Как-то нехорошо это — на пороге заниматься выяснением кто кем кому приходится. К тому же я испытывал некоторую неловкость — и да простит мне дядя Фёдор сию невинную ложь. В общем-то, подразумевалось, что я стану его помощником и, со временем, полноправным партнёром — но это со временем. Пока же о партнёрстве и речи не заходило, да я и не претендовал, понимая, что в тех делах, которыми занимался мой горячо уважаемый родственник, сам я пока ноль без палочки и долго буду таковым оставаться. Но где сейчас дядя Фёдор — одному богу известно, а мне и кушать хочется каждый день, и за квартиру платить надо, да и бизнес похерить было бы глупо. Пусть его и нельзя назвать налаженным или устоявшимся, но какой ни есть — а он, простите за невольный каламбур, есть.
Преодолев замешательство и сжав в кулак готовое выплеснуться недовольство (как же, вместо уважаемого господина Орлова-старшего придётся иметь дело с каким-то сопляком), гость соизволил зайти в дом. Его спутница тоже переступила порог, чуть заметно — а скорее, демонстративно — сморщив нос. Мол, ради дела можно и в эту халупу войти, но лишней минуты здесь она пребывать не желает.
— Присаживайтесь.
Я опустился в кресло на долю мгновения раньше пухлого господинчика, испытав чуть заметный укол удовольствия. Он — проситель. Я — хозяин. И плевать, что скоро (ох, надеюсь) наши статусы в глазах друг друга изменятся, он станет уважаемым (ну, неуважаемым, что роли не играет) работодателем, а я — наемным работником. Добавив в голос каплю холодка — а пусть не забывает, что оторвал меня от сверхважных дел — я напомнил:
— Вы не представились.
— Друзов, Владимир Викторович. Это моя супруга, Екатерина Леопольдовна.
И почему я не удивлен? Эта дамочка просто не может быть какой-нибудь заурядной «Ивановной» или «Петровной». Хотя в русской истории хватает царей со столь простонародными именами, среди нынешней скороспелой аристократии как-то подобные имена не приживаются.
— Изложите проблему, а я посмотрю, смогу ли вам помочь.
Гости переглянулись. Признаться, я ожидал, что говорить в итоге будет всё же женщина, она в этом тандеме явно лидирует. Ошибся.

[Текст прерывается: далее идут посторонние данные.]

PR #21273, opened 2020-09-12
Optim bounds once again

pkofod:
@fredrikekre I think maybe this is correct. I applied your diff, but now v1+ isn't installed on Julia v1.5. Can you verify this might be what I was going for? I just didn't want versions below v1 of Optim to be installed on Julia lower than v1.2. Thanks!


DilumAluthge:
@pkofod Can you rebase on master and squash?

@fredrikekre Can you review this?

DilumAluthge:
For what it's worth, I think that this is correct. That being said, it would be good for Fredrik to review it as well, just to be safe.

First column is the Julia version, second column is whether or not Optim 0.17 is installable on that Julia version, third column is whether or not Optim 1 is installable on that Julia version:
```julia
julia> for minor in [0, 1, 2, 3, 4]
       for patch in [0, 1, 2]
       ranges = Pkg.Types.VersionRange.(["1.0-1.1", "1.2-1"])
       ver = VersionNumber(1, minor, patch)
       println(ver, " ", ver in ranges[1], " ", ver in ranges[2])
       end
       end
1.0.0 true false
1.0.1 true false
1.0.2 true false
1.1.0 true false
1.1.1 true false
1.1.2 true false
1.2.0 false true
1.2.1 false true
1.2.2 false true
1.3.0 false true
1.3.1 false true
1.3.2 false true
1.4.0 false true
1.4.1 false true
1.4.2 false true
```

fredrikekre:
Sorry, I think I misunderstood what you wanted in the previous PR, or maybe I was tired. I can push a rebase, but why do you also want to limit Optim 0.17 to Julia < 1.2?

fredrikekre:
I think is the diff we need (compared to master) now after Optim 1.2:
```diff
diff --git a/O/Optim/Compat.toml b/O/Optim/Compat.toml
index 56eea5a..cbe61fd 100644
--- a/O/Optim/Compat.toml
+++ b/O/Optim/Compat.toml
@@ -80,11 +80,5 @@ StatsBase = "0.29-0.33"
 
 [1]
 FillArrays = "0.6.2-0.9"
-
-["1-1.1"]
-NLSolversBase = "7.7-7"
-julia = "1.2"
-
-["1.2-1"]
 NLSolversBase = "7.7.0-7"
 julia = "1.2.0-1"
```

— Прежде я хотел бы уточнить, — он помялся, словно собираясь сказать непристойность в приличном обществе, — правильно ли я понимаю, что вы оказываете услуги розыска с использованием… нетрадиционных способов?
— Если вы имеете в виду экстрасенсорику, то вы правы. В какой-то мере. Мы не разглашаем наших методов, но, как правило, добиваемся результата. Что у вас пропало?
Он поморщился.
— К сожалению, не «что», а «кто». Пропала моя… наша дочь.

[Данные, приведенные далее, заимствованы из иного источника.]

PR #21615, opened 2020-09-19
SnoopCompileBot URL and git sha update

aminya:
Updated the URL and git sha

Based on @fredrikekre's suggestion in https://github.com/JuliaRegistries/General/pull/19557#issuecomment-674461349, I created branches resembling the original code: 
https://github.com/aminya/SnoopCompileBot.jl

### DIFF
--- a/S/SnoopCompileBot/Package.toml
+++ b/S/SnoopCompileBot/Package.toml
@@ -1,4 +1,4 @@
 name = "SnoopCompileBot"
 uuid = "1d5e0e55-7d74-4714-b8d8-efa80e938cf7"
-repo = "https://github.com/timholy/SnoopCompile.jl.git"
+repo = "https://github.com/aminya/SnoopCompileBot.jl.git"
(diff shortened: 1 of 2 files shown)


fredrikekre (changes requested):
The tree shas should not change.

aminya:
So how can I do this then?

fredrikekre:
If you check out the correct trees you shouldn't have to change anything here (except the URL)

aminya:
If I understand correctly, you are suggesting that I rewrite the history of my master, so it is built from the @timholy's repository. 
What I did here was to just create branches for the old versions, which means the git sha would become different.

fredrikekre:
The tree sha should not change (the commit sha will be different).

aminya:
@fredrikekre I am not still clear what to do. Could you please give me a git command to try?

aminya:
Closed in favor of #22253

— Вот как? — я поудобнее устроился в кресле, давая понять, что готов к диалогу. — Тогда извольте подробности.
Оговорка от моего внимания не ускользнула, и теперь стало понятно, почему, при явно ведомом положении в семье, именно Владимир Викторович сейчас будет давать информацию и вести торг, а его супруга сохранит статус стороннего наблюдателя. Дочь, очевидно, не её.
— Её зовут Елена. Елена Владимировна Друзова. Ей восемнадцать лет. Три дня назад она ушла из дома.

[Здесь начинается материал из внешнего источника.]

PR #21627, opened 2020-09-19
Bring Singular_jll back to previous version

giordano:
Ref: https://github.com/oscar-system/Singular.jl/issues/271.  CC: @thofma


fredrikekre:
Could also just yank the previous one?

giordano:
Also, yes

PR #21996, opened 2020-09-25
fix IS version

jd-lara:
The previous registration request I implemented incorrectly sem-ver and tagged a version that breaks packages with dependencies on InfrastrucutreSystems. The tag should have been `0.16.0` and `0.15.5` shouldn't be in the registry given that it isn't compatible with packages depending on `0.15.X`.


fredrikekre:
You can yank the 15.5 release if this is still needed? That will prevent it from beeing installed.

PR #150509, opened 2026-03-14
Yank QRacahSymbols v1.0.0

goerz:
See https://github.com/JuliaRegistries/General/pull/150218

Since the `v1.0.0` release has already made it to the package servers, we can no longer revert. The result of a discussion on Slack was that yanking was the best course of action.


DilumAluthge (approved):

goerz:
@sethkasante Let me know if you want me to merge this yank, cf. https://github.com/JuliaRegistries/General/pull/150218#issuecomment-4059426652

goerz:
Merging, as requested and confirmed in https://github.com/JuliaRegistries/General/pull/150218#issuecomment-4059571105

Он замолчал, словно сказанное всё объясняло. С моей точки зрения, объясняло многое — совершеннолетие, переходный возраст (сам недавно из него вышел, знаю, что говорю), вероятные трения с мачехой, да и отец не производит впечатления душевного человека. Девочка ощутила себя взрослой и сбежала при первой же возможности… может, прихватив содержимое папиного сейфа, может просто так, на одних романтических настроениях. Бывает.